## EXERCISE DETAILS
Return exactly those lines of the material below that fall between the line holding "PR #1263, opened 2022-05-27" and the line holding "Looks good except", inclusive.

## DATA FOR ANALYSIS
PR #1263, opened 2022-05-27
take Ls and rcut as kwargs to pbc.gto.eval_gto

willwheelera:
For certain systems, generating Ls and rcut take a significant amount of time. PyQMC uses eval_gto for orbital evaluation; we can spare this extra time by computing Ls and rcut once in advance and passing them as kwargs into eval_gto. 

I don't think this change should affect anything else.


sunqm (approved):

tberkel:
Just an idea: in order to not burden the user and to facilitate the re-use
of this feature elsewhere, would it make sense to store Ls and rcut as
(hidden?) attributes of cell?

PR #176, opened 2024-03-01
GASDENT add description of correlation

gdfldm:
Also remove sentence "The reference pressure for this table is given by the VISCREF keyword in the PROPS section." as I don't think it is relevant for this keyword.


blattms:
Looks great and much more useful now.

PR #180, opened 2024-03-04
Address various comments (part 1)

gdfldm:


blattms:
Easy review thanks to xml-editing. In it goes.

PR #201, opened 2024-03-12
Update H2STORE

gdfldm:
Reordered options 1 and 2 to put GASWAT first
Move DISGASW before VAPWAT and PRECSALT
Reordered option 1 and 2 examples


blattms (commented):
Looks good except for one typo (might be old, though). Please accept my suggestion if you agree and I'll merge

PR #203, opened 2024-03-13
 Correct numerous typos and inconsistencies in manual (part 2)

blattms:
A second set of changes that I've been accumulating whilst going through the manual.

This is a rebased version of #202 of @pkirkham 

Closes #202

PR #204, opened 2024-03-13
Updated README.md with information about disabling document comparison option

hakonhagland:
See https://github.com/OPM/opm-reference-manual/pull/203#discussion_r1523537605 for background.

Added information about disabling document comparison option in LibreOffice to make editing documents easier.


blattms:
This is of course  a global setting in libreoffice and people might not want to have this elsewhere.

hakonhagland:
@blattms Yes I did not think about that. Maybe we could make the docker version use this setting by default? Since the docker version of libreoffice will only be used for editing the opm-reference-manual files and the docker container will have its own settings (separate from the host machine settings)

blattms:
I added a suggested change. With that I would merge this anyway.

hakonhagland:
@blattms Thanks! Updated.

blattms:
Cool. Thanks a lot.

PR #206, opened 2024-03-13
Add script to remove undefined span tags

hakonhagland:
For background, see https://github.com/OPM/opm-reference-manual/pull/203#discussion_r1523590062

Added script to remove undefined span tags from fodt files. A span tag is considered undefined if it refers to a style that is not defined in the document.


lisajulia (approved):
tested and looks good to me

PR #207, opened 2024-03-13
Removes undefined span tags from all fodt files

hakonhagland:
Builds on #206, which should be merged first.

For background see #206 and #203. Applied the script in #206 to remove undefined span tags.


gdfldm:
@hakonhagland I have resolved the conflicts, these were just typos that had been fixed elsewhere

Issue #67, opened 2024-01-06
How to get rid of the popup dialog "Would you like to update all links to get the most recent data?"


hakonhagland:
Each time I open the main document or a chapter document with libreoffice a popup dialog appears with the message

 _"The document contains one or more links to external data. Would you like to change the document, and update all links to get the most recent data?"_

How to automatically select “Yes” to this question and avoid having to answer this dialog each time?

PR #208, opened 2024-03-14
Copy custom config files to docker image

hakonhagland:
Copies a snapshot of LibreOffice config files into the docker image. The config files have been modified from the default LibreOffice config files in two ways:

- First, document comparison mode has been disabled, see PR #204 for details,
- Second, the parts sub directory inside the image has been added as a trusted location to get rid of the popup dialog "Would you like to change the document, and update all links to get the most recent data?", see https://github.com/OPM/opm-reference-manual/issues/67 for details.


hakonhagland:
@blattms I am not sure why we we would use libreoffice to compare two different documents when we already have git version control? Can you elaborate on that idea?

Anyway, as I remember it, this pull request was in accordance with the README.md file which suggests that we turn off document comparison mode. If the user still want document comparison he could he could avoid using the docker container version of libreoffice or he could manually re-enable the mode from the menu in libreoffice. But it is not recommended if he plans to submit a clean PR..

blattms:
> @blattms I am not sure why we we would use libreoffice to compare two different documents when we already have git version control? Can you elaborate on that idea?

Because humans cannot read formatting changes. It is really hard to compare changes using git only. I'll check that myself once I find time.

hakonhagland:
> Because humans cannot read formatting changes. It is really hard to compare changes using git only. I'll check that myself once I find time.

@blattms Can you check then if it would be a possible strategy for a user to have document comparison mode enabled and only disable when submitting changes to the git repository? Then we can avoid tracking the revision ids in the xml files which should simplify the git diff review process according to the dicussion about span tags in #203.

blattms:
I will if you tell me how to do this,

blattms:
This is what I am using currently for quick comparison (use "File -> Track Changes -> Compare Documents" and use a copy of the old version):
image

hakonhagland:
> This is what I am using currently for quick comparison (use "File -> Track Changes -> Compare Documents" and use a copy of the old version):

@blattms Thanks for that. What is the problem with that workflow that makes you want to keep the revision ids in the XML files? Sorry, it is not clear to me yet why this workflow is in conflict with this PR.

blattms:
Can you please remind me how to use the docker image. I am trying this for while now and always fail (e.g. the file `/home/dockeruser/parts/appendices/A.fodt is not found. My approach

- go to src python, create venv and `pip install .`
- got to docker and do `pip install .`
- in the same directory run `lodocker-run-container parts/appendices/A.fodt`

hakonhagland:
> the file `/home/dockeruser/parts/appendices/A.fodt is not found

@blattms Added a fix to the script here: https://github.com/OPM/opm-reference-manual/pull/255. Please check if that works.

* * *

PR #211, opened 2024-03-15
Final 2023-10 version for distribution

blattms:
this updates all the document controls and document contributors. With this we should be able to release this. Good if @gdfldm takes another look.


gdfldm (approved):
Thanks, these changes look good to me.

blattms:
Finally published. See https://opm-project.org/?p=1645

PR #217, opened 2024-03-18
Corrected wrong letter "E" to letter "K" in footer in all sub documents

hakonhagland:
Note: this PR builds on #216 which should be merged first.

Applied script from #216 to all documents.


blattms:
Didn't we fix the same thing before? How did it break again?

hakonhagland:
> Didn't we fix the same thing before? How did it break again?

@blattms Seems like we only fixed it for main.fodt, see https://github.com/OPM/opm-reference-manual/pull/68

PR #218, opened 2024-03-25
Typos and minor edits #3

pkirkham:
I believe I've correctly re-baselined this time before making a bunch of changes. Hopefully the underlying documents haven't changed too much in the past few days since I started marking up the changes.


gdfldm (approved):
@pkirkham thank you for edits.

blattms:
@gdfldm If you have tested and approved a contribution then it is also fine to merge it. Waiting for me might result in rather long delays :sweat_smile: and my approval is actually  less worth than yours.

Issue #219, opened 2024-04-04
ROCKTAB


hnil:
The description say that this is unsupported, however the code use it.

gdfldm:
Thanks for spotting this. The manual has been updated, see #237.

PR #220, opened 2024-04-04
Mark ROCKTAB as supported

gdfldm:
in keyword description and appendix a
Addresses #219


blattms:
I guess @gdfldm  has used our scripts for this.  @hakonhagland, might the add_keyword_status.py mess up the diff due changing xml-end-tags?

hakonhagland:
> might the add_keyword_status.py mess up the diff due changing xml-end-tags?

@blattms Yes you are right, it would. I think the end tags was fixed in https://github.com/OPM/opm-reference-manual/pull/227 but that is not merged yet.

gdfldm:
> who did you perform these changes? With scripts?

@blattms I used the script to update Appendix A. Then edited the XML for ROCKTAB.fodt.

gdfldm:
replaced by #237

...

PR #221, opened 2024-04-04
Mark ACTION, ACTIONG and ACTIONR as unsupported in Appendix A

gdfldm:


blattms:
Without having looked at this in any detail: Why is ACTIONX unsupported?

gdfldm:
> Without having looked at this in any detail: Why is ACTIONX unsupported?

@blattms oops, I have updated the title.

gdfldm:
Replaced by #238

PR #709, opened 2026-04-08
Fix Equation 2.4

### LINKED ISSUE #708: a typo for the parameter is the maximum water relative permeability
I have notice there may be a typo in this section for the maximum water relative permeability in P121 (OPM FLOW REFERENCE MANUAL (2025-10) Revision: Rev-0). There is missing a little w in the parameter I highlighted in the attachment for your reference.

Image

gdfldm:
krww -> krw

## RESPONSE AREA
PR #1263, opened 2022-05-27
take Ls and rcut as kwargs to pbc.gto.eval_gto

willwheelera:
For certain systems, generating Ls and rcut take a significant amount of time. PyQMC uses eval_gto for orbital evaluation; we can spare this extra time by computing Ls and rcut once in advance and passing them as kwargs into eval_gto. 

I don't think this change should affect anything else.


sunqm (approved):

tberkel:
Just an idea: in order to not burden the user and to facilitate the re-use
of this feature elsewhere, would it make sense to store Ls and rcut as
(hidden?) attributes of cell?

PR #176, opened 2024-03-01
GASDENT add description of correlation

gdfldm:
Also remove sentence "The reference pressure for this table is given by the VISCREF keyword in the PROPS section." as I don't think it is relevant for this keyword.


blattms:
Looks great and much more useful now.

PR #180, opened 2024-03-04
Address various comments (part 1)

gdfldm:


blattms:
Easy review thanks to xml-editing. In it goes.

PR #201, opened 2024-03-12
Update H2STORE

gdfldm:
Reordered options 1 and 2 to put GASWAT first
Move DISGASW before VAPWAT and PRECSALT
Reordered option 1 and 2 examples


blattms (commented):
Looks good except for one typo (might be old, though). Please accept my suggestion if you agree and I'll merge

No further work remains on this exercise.